Exercise aim — The data below has to be returned exactly, down to the last character.

——————

PR #1022, opened 2023-11-30
Update launch.json with python backend path

pamelafox:
## Purpose

This PR adds the python property to the Quart launch.json configuration, so that the debugger selects Python interpreter in the correct virtual environment.

```
[ ] Yes
[X] No
```

## Pull Request Type

```
[ ] Bugfix
[ ] Feature
[X] Other... Please describe:
```

## How to Test

* Without running pip install at the root, try to use the Quart debug configuration. It should work!


.vscode/launch.json
```diff
@@ -10,6 +10,7 @@
             "request": "launch",
             "module": "quart",
             "cwd": "${workspaceFolder}/app/backend",
+            "python": "${workspaceFolder}/app/backend/backend_env/bin/python",
```
tonybaloney, line 13: Is backend_env the name we use in a setup script?

pamelafox: yes, in https://github.com/Azure-Samples/azure-search-openai-demo/blob/a1170562395ad122d2be0e8e29d33cac7ff169c2/app/start.sh#L20
is there a less hard codey approach?

tonybaloney: If you leave it out, VS Code will select the configured interpreter or there is a special variable to inherit that. https://code.visualstudio.com/docs/python/debugging#_python

pamelafox: Ah I think I don't typically configure an interpreter for my workspace, so I assume it defaults to the Python of the dev container. That won't always work since people may not have also installed into the dev container directly. So I think we need it to be backend_env specifically, since we're assuming people are setting that up? Or, should there be a prerequisite step to the debugger that runs pip install at the root?

pamelafox: Ping on this discussion. Just working on my slides about local development and remembered this was pending.

pamelafox:
I've also updated "python" to "debugpy" as that recently changed in VSCode, "python" is on the deprecation path.

tonybaloney (approved):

——————

Written reply —
PR #1022, opened 2023-11-30
Update launch.json with python backend path

pamelafox:
## Purpose

This PR adds the python property to the Quart launch.json configuration, so that the debugger selects Python interpreter in the correct virtual environment.

```
[ ] Yes
[X] No
```

## Pull Request Type

```
[ ] Bugfix
[ ] Feature
[X] Other... Please describe:
```

## How to Test

* Without running pip install at the root, try to use the Quart debug configuration. It should work!


.vscode/launch.json
```diff
@@ -10,6 +10,7 @@
             "request": "launch",
             "module": "quart",
             "cwd": "${workspaceFolder}/app/backend",
+            "python": "${workspaceFolder}/app/backend/backend_env/bin/python",
```
tonybaloney, line 13: Is backend_env the name we use in a setup script?

pamelafox: yes, in https://github.com/Azure-Samples/azure-search-openai-demo/blob/a1170562395ad122d2be0e8e29d33cac7ff169c2/app/start.sh#L20
is there a less hard codey approach?

tonybaloney: If you leave it out, VS Code will select the configured interpreter or there is a special variable to inherit that. https://code.visualstudio.com/docs/python/debugging#_python

pamelafox: Ah I think I don't typically configure an interpreter for my workspace, so I assume it defaults to the Python of the dev container. That won't always work since people may not have also installed into the dev container directly. So I think we need it to be backend_env specifically, since we're assuming people are setting that up? Or, should there be a prerequisite step to the debugger that runs pip install at the root?

pamelafox: Ping on this discussion. Just working on my slides about local development and remembered this was pending.

pamelafox:
I've also updated "python" to "debugpy" as that recently changed in VSCode, "python" is on the deprecation path.

tonybaloney (approved):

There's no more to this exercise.